It’s a beautiful spring day but, rather than enjoying the fresh new grass, your cows are all swishing their tails and stamping their feet.


Because they’re surrounded by flies.

Not only are flies annoying, but a heavy infestation can also cause all manner of unpleasant side effects for your bovine buddies.

Biting flies not only affect your cows’ behavior but can also lead to weight loss and low milk production.

Face flies, for instance, “carry the bacteria that cause pink eye, Moraxella Bovis” that can quickly spread throughout the herd, requiring expensive treatment.

Commercial cattle farmers usually opt for chemical fly repellants and feed supplements to deal with any fly infestations, but, by and large, homesteaders prefer a more environmentally-friendly approach.

Come, fly with me, and together we’ll identify the types of flies we want to deter. We’ll look at what is the best way to keep flies off cattle, as well as the fly control options available.

Which Cattle Flies Cause the Most Distress?


All flies are annoying, but some “are considered to be significant pests of both free-ranging and confined cattle.”

These are primarily blood-feeders like the horn fly, face flies, as well as deer and horse flies.

The horn fly‘s Latin name, Haematobia irritans couldn’t be more fitting. It roughly translates as “blood irritant” and indicates how the horn fly uses its “piercing/sucking mouthparts” to deliver a painful bite to a cow to take its required 20 to 30 blood meals a day.

Close up of horn flies (Haematobia irritans) on a black cow. These flies bite and draw blood. They are extremely damaging to cattle and result in great economic loss.
Close-up of horn flies (Haematobia irritans) on a cow. These flies bite and draw blood. They are extremely irritating and damaging to cattle. The horn fly can result in economic losses in cattle production.

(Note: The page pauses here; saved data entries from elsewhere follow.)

PR #287, opened 2019-01-25
Autocomplete queries with "lang" parameter

amatissart:
This PR adds a new "lang" parameter on autocomplete endpoints. It's used to query language fields (implemented in #285 for admins), and format the response with localized names and labels.

In this PR, a single "lang" value is accepted in the query.

**Changes in ES query:**
 * use multi-match to query both default and localized fields
 * boosts ratio on names/labels fields are modified, to focus on matching names (keeping the same sum, so the score should not be too different). 
According to my tests, this is needed to reduce the importance of localized labels (with their own specific terms) in tf-idf calculation.
 * use a "replace" mode on weight boost (so that the weight importance does not depend on the query itself). The impact of "weight" is more predictable this way. 
We should be careful the calibration is ok though. I mostly tested it with all admins from cosmogony on Europe. It may not be suitable if only cities (with smaller population values) are imported.

**Changes in response format:**
 * replace "name" and "label" with the user language
 * remove (potentially large) "labels" and "names" in "administrative_regions" list


libs/bragi/src/api.rs
```diff
@@ -316,10 +317,11 @@ impl ApiEndPoint {
                     shape_param(params);
                     types_param(params);
                     timeout_param(params);
+                    params.opt_typed("lang", json_dsl::string());
```
antoine-de: hum if the param `lang` will likely be an array in the future (and is treaty as an array afterward), I'd prefer to already name it `lang[]`.
If it's bothersome to parse it as an array with `valico` (what a pain 🙄 ) no problem just name it `lang[]` and I'll handle it as an array when rebasing my PR #286

tests/canonical_import_process_test.rs
```diff
@@ -164,6 +167,28 @@ fn melun_test(bragi: &BragiHandler) {
     assert_eq!(poi_addr["city"], "Melun");
 }
 
+fn lang_test(bragi: &BragiHandler) {
+    let all_francia = bragi.get("/autocomplete?q=Francia&lang=es");
+    let result = all_francia.first().unwrap();
+    assert_eq!(result["name"], "Francia");
```
antoine-de: you should also test somewhere that the admin have been cleaned up

libs/bragi/src/query.rs
```diff
@@ -156,15 +159,38 @@ fn build_query(
         .with_boost(30.)
         .build();
 
+    let format_names_field = |lang| format!("names.{}", lang);
+    let format_labels_field = |lang| format!("labels.{}", lang);
+    let format_labels_prefix_field = |lang| format!("labels.{}.prefix", lang);
+
+    let build_multi_match =
+        |default_field: &str, lang_field_formatter: &Fn(&'a &'a str) -> String| {
```
antoine-de: isn't there a double `&'a` ?

libs/bragi/src/model.rs
```diff
@@ -212,6 +226,27 @@ fn get_citycode(admins: &Vec<Arc<mimir::Admin>>) -> Option<String> {
         .map(|admin| admin.insee.clone())
 }
 
+fn serialize_administrative_regions<'a, S>(
```
antoine-de: can you add a comment explaining this serializer ?

tests/canonical_import_process_test.rs
amatissart: done

libs/bragi/src/model.rs
amatissart: done

libs/bragi/src/query.rs
amatissart: hum, it seems to be required, when iterating on a slice of `&str`

libs/bragi/src/api.rs
amatissart: I have mixed feelings about this.  
`lang` is the parameter used by geocoder-tester and by other other geocoders. So handling the case with a single `lang` could still be useful :grin:
On the other side, I don't want to break the consistency of your brand new API :smirk:

antoine-de: in the future, will we have multiple values for `lang` ?

amatissart: That's very likely. Typically, a search in Breton would need to retrieve french names too, as a fallback.

antoine-de: ok and what about `lang` for the moment, and if we need more complex stuff, we'll read the browser's lang header or a `langs[]` / `fallback_lang[]` / ... parameter ?

amatissart: Sounds good. Especially as another approach could be to implement these fallback rules at index time, or as a server-side configuration.

libs/bragi/src/model.rs
```diff
@@ -94,6 +94,7 @@ pub struct GeocodingResponse {
     // pub state: Option<String>,
     // pub country: Option<String>,
     // pub geohash: Option<String>,
+    #[serde(serialize_with = "serialize_administrative_regions")]
```
antoine-de: ahh, I understand why you need this, but would'nt it be better to use the opportunity to remove the leak of `mimir` object here ?

An `model::AssociatedAdministativeRegion` would be way better.

we'd need to check for retro-compatibility breakage though

amatissart: I agree there must be a better way.  
Ideally, I would also need to serialize the associated admins with a language context, to be able to return the appropriate names and labels in the response.

So you would create a new struct with explicit fields ? And possibly duplicate some of the serde rules ?

antoine-de: yes a new struct with explicit fields would be way easier to control.

we need to check that no one uses those fields though

what do you think @kinnou02 @TeXitoi ?

kinnou02: You want to create a `model::Admin` that implements `From<mimir::Admin>`? 
Sound good

antoine-de: more a `model::AssociatedAdmin` (because we already have a `model::Admin` but yes, that's the idea.

amatissart: I just pushed a version with a new struct `AssociatedAdmin` .
It makes easier to implement `from_with_lang` for all objects : now associated admins are translated with the user language.

What do you think ? Any problem with retro-compatibility ?

libs/bragi/src/model.rs
```diff
@@ -72,6 +73,57 @@ pub struct Properties {
...
 
+#[derive(Serialize, Debug)]
+pub struct AssociatedAdmin {
+    pub id: String,
+    pub insee: String,
+    pub level: u32,
+    pub label: String,
+    pub name: String,
+    pub zip_codes: Vec<String>,
+    pub weight: f64,
```
antoine-de: should we output this ?

libs/bragi/src/model.rs
```diff
@@ -72,6 +73,57 @@ pub struct Properties {
...
+    pub bbox: Option<geo::Bbox<f64>>,
+    #[serde(default)]
+    pub zone_type: Option<cosmogony::ZoneType>,
+    #[serde(default)]
+    pub parent_id: Option<String>, // id of the Admin's parent (from the cosmogony's hierarchy)
+    #[serde(default)]
+    pub codes: Vec<mimir::objects::Code>,
+}
+
+impl FromWithLang<&mimir::Admin> for AssociatedAdmin {
```
antoine-de: open question: can't you take it by value here ? since the other from move the values, wouldn't it make it possible to remove lot's of `clone()` ?

libs/bragi/src/model.rs
antoine-de: seems ok for navitia, it seems it does not use lots of fields:
https://github.com/CanalTP/navitia/blob/dev/source/jormungandr/jormungandr/autocomplete/geocodejson.py#L109-L118

it's the only part that reads associated admins in navitia @kinnou02 ?

kinnou02: I think so

libs/bragi/src/model.rs
amatissart: In mimir objects, admins are `Vec<Arc<Admin>>`. 
So I suppose we would need to use [Arc::try_unwrap](https://doc.rust-lang.org/std/sync/struct.Arc.html#method.try_unwrap) to move the admin, assuming there is no other conflicting reference.
It seems to be ok here, as `Arc` comes from the deserialization of the ES response. 
But is that not a bit clumsy ? :thinking:

antoine-de: oups I forgot those Arc, no leave it like this, no problems!

libs/bragi/src/model.rs
amatissart: I removed `weight` from AssociatedAdmin

amatissart:
Some details about performance impact :

I ran imports (Europe) and complete runs of https://github.com/QwantResearch/geocoder-tester/, before and after this change.

Geocoder-tester scores are not very relevant in this case, as most tests that are using `lang` also expect a `country` field in the response (not provided by bragi)

**master (4a9507a)**

image


```
report on 'geocoder-tester'
queries made on http://*.*.*.*:4000/autocomplete | version = v1.5.2-6-g4a9507a 

 region | category | failed | total | ratio |    duration    
--------|----------|--------|-------|-------|----------------
   _    |  fuzzy   |  277   |  993  |  72%  | 0:01:28.080000 
   _    |  admins  |  3393  | 4168  |  19%  | 0:03:23.560000 
   _    |   poi    |  8932  | 9521  |  6%   | 0:13:37.630000 
   _    |  autre   |  1810  | 11508 |  84%  | 0:06:50.560000 
```

---

**bragi-i18n**
image

```
report on 'geocoder-tester'
queries made on http://*.*.*.*:4000/autocomplete | version = v1.5.2-11-g4505821 

 region | category | failed | total | ratio |    duration    
--------|----------|--------|-------|-------|----------------
   _    |  fuzzy   |  264   |  993  |  73%  | 0:01:23.710000 
   _    |  admins  |  3326  | 4168  |  20%  | 0:03:32.170000 
   _    |   poi    |  8928  | 9521  |  6%   | 0:13:46.860000 
   _    |  autre   |  1788  | 11508 |  84%  | 0:07:02.970000 

```

PR #288, opened 2019-02-07
reverse: Fix proximity score to always return the closest address

amatissart:
As a Qwant Maps user pointed out (https://github.com/QwantResearch/qwantmaps/issues/28), the `/reverse` endpoint may return a wrong address is some cases. This is due to the gaussian decay function that returns **the exact same score** for multiple addresses that are only a few meters apart.

This PR suggests to replace the current function with an [exponential decay function](https://www.elastic.co/guide/en/elasticsearch/guide/2.x/decay-functions.html#img-decay-functions).

Note that this change is only about the `build_proximity_with_boost` function that is defined in `rubber.rs` and used by the reverse geocoder.  
A [similar function exists](https://github.com/CanalTP/mimirsbrunn/blob/master/libs/bragi/src/query.rs#L103) in the autocomplete query and keeps unchanged.


antoine-de:
do you want it for the next release ?

amatissart:
As you wish. There's no rush on this.

Issue #282, opened 2019-01-10
Migration to the geo-type crates


antoine-de:
For the moment mimir depends on an old `geo` crate, we should move the dependency on the new [https://crates.io/crates/geo-types](`geo-types`) crate.

PR #292, opened 2019-02-22
 update cosmogony to get new streaming capabilities 

antoine-de:
this brings some more changes because of quite a big `geo` update.


antoine-de:
fixes #282

PR #293, opened 2019-02-22
correct timeout handling

antoine-de:
the timeout handling has been broken by
https://github.com/CanalTP/mimirsbrunn/pull/286

this fixes it by parsing the timeout as an integer as before (and not a
duration)

Note: without this, the navitia integration is broken and maybe others too. poke @amatissart

### DIFF
--- a/libs/bragi/src/routes/autocomplete.rs
+++ b/libs/bragi/src/routes/autocomplete.rs
@@ -49,7 +49,8 @@ pub struct Params {
     limit: u64,
     #[serde(default)]
     offset: u64,
-    timeout: Option<Duration>,
+    /// timeout in milliseconds
+    timeout: Option<u64>,
     lat: Option<f64>,
     lon: Option<f64>,
     #[serde(default, rename = "type")]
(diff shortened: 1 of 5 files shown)


libs/bragi/src/routes/autocomplete.rs
```diff
@@ -73,6 +74,9 @@ impl Params {
     fn langs(&self) -> Vec<&str> {
         self.lang.iter().map(|l| l.as_str()).collect()
     }
+    fn timeout(&self) -> Option<Duration> {
+        self.timeout.map(Duration::from_secs)
```
amatissart: Don't we want to parse it as milliseconds ?
as before in https://github.com/CanalTP/mimirsbrunn/blob/v1.7.0/libs/bragi/src/api.rs#L91

antoine-de: oups you're right 🤦‍♂️

libs/bragi/src/routes/autocomplete.rs
```diff
@@ -49,7 +49,8 @@ pub struct Params {
     limit: u64,
     #[serde(default)]
     offset: u64,
-    timeout: Option<Duration>,
+    /// timeout in seconds
+    timeout: Option<u64>,
```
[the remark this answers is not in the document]
antoine-de: gnagnagna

At the height of the fly season, there may be hundreds of horn flies on each adult animal, collecting around their horns, and congregating along their backs and sides.

These “biting flies are a serious concern for livestock owners because they affect cattle’s behavior and can lead to economic losses.” (source)

Deer and horse flies also inflict painful bites, causing significant blood loss and negatively affecting weight gain.

Face flies don’t hurt cows with painful bites, but the females “use their rasping, sponging mouthparts to stimulate tear flow from the animal’s eyes and noses,” (source) and then feed on cattle secretions, such as blood, nasal discharge, and saliva.

In doing so, they also transfer eye infections, wound viruses, and even dysentery from animal to animal.

What Is the Best Fly Control Program for Cattle?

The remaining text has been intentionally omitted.